Updated: Nov 8, 2021
In the age of financial technology and next generation innovations, the insurance technology or insurtech segment is seeing strong acceleration. Innovations like API or Application Programming Interfaces are driving this expansion in scale and scope. What does API in insurance mean? API is one of the significant yet less leveraged technologies enhancing industry offerings by working behind the scenes to create a connected services ecosystem. APIs ensure that all the different components and stakeholders in the insurance ecosystem can communicate with each other and share data and information in a secure and standardised manner. Through APIs, which are inherently small pieces of code, digital devices, data servers, and software applications can communicate seamlessly, offering customers a unified front-end and efficient customer service.
Let’s understand how APIs work.
Assume that you have gone to a restaurant for dinner. Now, you don’t know the list of dishes that the chef can make for you. Even after you decide what you want to eat, you can’t really step into the kitchen and tell the chef what you want to eat. Imagine the chaos that would be created if everyone stepped into the kitchen to ask the chef what he could cook and then placed the order directly with the chef. What you need is a link to communicate your order to the chef in the kitchen and then deliver the food to your table when the order is completed. This is where the role of the waiter comes in. He provides you with a menu of standardized choices and shares your choice with the kitchen in order to fulfil your order. Once the food is made, the waiter delivers it to your table. In this case, the waiter is the API, i.e., the link to connect you to the kitchen and the chef.
There are many such examples of APIs in everyday life. For example, when you book a flight, you might log into an online travel portal. You choose a departure/return date and city, cabin class, seat and other variables like baggage requests, meal preferences etc. Now, the platform aggregates information from various airlines’ databases to see if any seats are available on the requested date and time and then share the estimated costs. In order to provide you with this information, the travel portal will leverage APIs to connect to the different airline databases, retrieve the relevant information, then share it with you in a standardised format. Again, just like the waiter, the APIs connect you to a wide ecosystem.
Role of APIs in Insurtechs
Insurance has been a traditional industry for long, fixed in its ways of working and processing data. However, with a technology revolution underway, the segment has also climbed aboard the tech bandwagon, albeit in a slow and measured manner. In the insurance industry, APIs can connect advisors to service providers and insurers to third-party platforms and other service providers. APIs in the insurance sector are largely distributed APIs which primarily focus on customer acquisition and distribution. However, increasingly, consumable APIs that enable insurance providers and other sectors to connect and provide enhanced offerings are also being explored.

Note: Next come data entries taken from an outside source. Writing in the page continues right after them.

PR #5018, opened 2022-07-18
BF: Handle stop time of None for Camera

TEParsons:


peircej:
Task linked: [CU-2k75f21 if camera has no duration only first frame of movie is saved](https://app.clickup.com/t/2k75f21)

PR #5020, opened 2022-07-18
NF: Add CheckBoxStim, will allow bool ctrls in Form

TEParsons:


TEParsons:
Next stop: Drop down controls. Then: The world!

PR #5022, opened 2022-07-19
NF: Add a drop down control

TEParsons:
Uses a ButtonStim for the persistent ctrl, and a Slider for the context menu. Also adds a new style to Slider to facilitate this, which can be used by itself.


TEParsons:
Minimal example:
```
from psychopy import visual, event

win = visual.Window(units="height")
obj = visual.DropDownCtrl(win, pos=(0, 0.3), size=(0.4, 0.1), choices=("one", "two", "three"))

while not event.getKeys(["escape"]):
    obj.draw()
    win.flip()
```

PR #5024, opened 2022-07-20
Hotfix linebreak class

alexander-pastukhov:
## Issue: very slow import when _debugging_.
Problem file: `psychopy/tools/linebreak_class.py` used in `linebreak.py`
Current implementation stores all linebreak codes in a massive dictionary (300K+ lines). This works for normal running (~0.6 s on my setup) but slows initialization (imports) dramatically when debugging (~60 s). The slow start up times when debugging are general issue replicated both on Windows and Macs. 

## Solution
Codes and classes are stored in a CSV, which is read and converted to dictionary. 
Impact on the rest of the code: none.
Impact on start up (import) times: in both cases on my setup ~1 s (slower than original for normal execution but no slow down for debugging). 

## How the timing was tested
import time
start = time.time()
from psychopy.tools.linebreak import line_break
print(time.time() - start)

In the case of distributed APIs, value can be enhanced in the following ways:
Easy claims processing: Insurers can combine the GPS functionality of mobile devices with third-party data available through APIs, to enhance the claims process for policyholders. For example, in the case of motor insurance, insurers can enable policyholders to send the location of a car accident, determine the timestamp, and share the photos of the damage seamlessly. The data submitted can be leveraged to pre-fill a digital claims form, arrange for medical support, and proactively initiate the claims process from the site of the accident itself.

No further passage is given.